Avons-nous surpassé l'homme de la fin du Moyen Age ?

   A la fin du Moyen Age (1), la situation de l'homme en Occident était caractérisée par un certain nombre de traits qui sont inconnus dans les périodes précédentes. Quoique lointaine elle a des similitudes avec l’existence de l'homme africain d'aujourd'hui. Pour l'homme du Moyen Age cette situation est l'aboutissement d'une longue et pénible évolution mise à son actif. Alors que pour l'homme des temps modernes, vivre la situation médiévale est incontestablement un retard, voire même une régression, une catastrophique reculade. Le salut de l'homme ne réside ni dans l’immobilisme, ni dans la reculade, mais dans l'évolution historique de sa vie. A la fin de l'époque médiévale la vie de l'être humain connaissait une nette amélioration comparativement à ce qu'elle était au début de notre ère. Ce qui est incontestablement un motif de satisfaction. Alors qu’aujourd’hui, il est  fréquent que certains de nos contemporains évoquent avec nostalgie l'époque coloniale et regrettent sa disparition à jamais. Cela parce qu'ils sont écrasés sous le poids d'une existence douloureuse, insupportable. Ils sont ainsi animés d'un désir ardent pour un retour impossible vers un passé dont ils ne gardent qu'un vague souvenir, mais qui, quand même, apportait satisfaction au nombre certes réduit de leurs besoins vitaux. Ce n'est pas une caricature mais, au contraire, un truisme de dire que, si l'homme du Moyen Age fut tourné vers l'avenir, l'africain, sur beaucoup de sujets, rive ses yeux sur le passé.

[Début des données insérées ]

PR #3637, opened 2020-04-07
Bond Refactor

### LINKED ISSUE #3084: Separate bond iteration, particle resolution and kernel
Bonds need ghost particle access and synchronization, and as such need to be handled by
the cell system, probably within `short_range_loop` or similar. To this end the iteration over
the bonds, the resolving of the id's to particles and the kernel execution needs to be separated.
The should be separated kernels that take a parameter struct and a list of particle pointers as
input, and then e.g. calculate the force or apply some other kernel.

fweik:
Fixes #3084.

This is obviously only one step in the large solution, but I think this PR is already
too big. Still I feel like this is a major improvement. The next step is to integrate
the bond handling with the short range loop, and move that into `CellStructure`,
so that the implementation details can be hidden. But one step at a time.

Description of changes:
- Proper data structure for bond lists
- Proper iterator for bonds
- Separate concerns between bond handling and bond parameters
- Replaced manual marshaling of bonds by serialization in ghost comm and mpiio
- Reorganization of bond kernels


src/core/BondList.hpp
```diff
@@ -0,0 +1,235 @@
...
+ * This holds the bonds of a particle.
+ *
+ * Implementation notes:
+ * Internally the bond list is represented as a sequence of
+ * integers. For each bond, first the ids of the bond partners
+ * are stored (which are positive numbers), then the negative
+ * of the value of the id of the bond plus one (which also is positive) is
+ * stored. This way we can use the sign bit of the int as a delimiter,
+ * every time a negative number is encountered one bond ends, and
+ * a new one starts. This mechanism allows is to efficiently store
```
jngrad:
```suggestion
 * a new one starts. This mechanism allows us to efficiently store
```

src/core/BondList.hpp
```diff
@@ -0,0 +1,235 @@
...
+   */
+  void insert(BondView const &bond) {
+    boost::copy(bond.partner_ids(), std::back_inserter(m_storage));
+    assert(bond.bond_id() >= 0);
+    m_storage.push_back(-(bond.bond_id() + 1));
+  }
+
+  /**
+   * @brief Erase a bond from the list.
+   * @param pos Iterator iterator pointing to elementn to erase.
```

1-   L'homme à la fin du Moyen Age..

    Au Moyen Age, l'homme vivait dans un monde clos, mais à la fin de cette période, cet univers clos est considérablement fissuré, suite à une évolution de son environnement social et psychique. La vie cessa d'être menée dans un univers fermé. Le monde devint immense, mais menaçant. C'est à cette époque que la Renaissance vit le jour. Les propos de Fromm sont sans ambiguïté: « la Renaissance, qui coïncidait avec la fin du Moyen Age, était la culture d'une haute classe riche et puissante, placée sur la cime d'une vague balayée par la tempête des nouvelles forces économiques ». La Renaissance est la culture commune des nobles et des roturiers riches. La richesse leur donnait le sentiment de puissance, de liberté et le sens de l'individualité. Toutefois ces mêmes hommes avaient perdu l'appartenance sociale qu'offrait la structure de la société médiévale. Ils étaient libres, mais ils étaient seuls; ils pouvaient jouir des plaisirs que la vie offrait, mais pour ce faire, tous les moyens étaient impitoyablement bons à user, allant de la torture physique jusqu'à la manipulation psychologique. Tout ce traitement a eu pour objectif de dominer les masses et anéantir les concurrents. Les relations humaines étaient empoisonnées par une lutte féroce de vie ou de mort, afin de garder le pouvoir et la richesse. Dans cette logique de rivalité farouche, les autres hommes étaient considérés comme objets à utiliser et à manipuler. La destruction de l'objet n'a rien d'immoral si elle sert à atteindre des fins personnelles. L'individu est absorbé par un égocentrisme vorace, un désire insatiable de pouvoir et de richesse. Chacun doit tenter sa chance et se lancer à la conquête du petit gâteau. L'homme doit nager ou se noyer. Les autres individus ne sont pas ses alliés: ou bien il les détruit, ou bien ils le détruisent. L’homme est face à son destin, il prend des risques. L'effort individuel peut conduire au succès ou à l'échec. Dans toute société, l'homme doit travailler s'il veut vivre.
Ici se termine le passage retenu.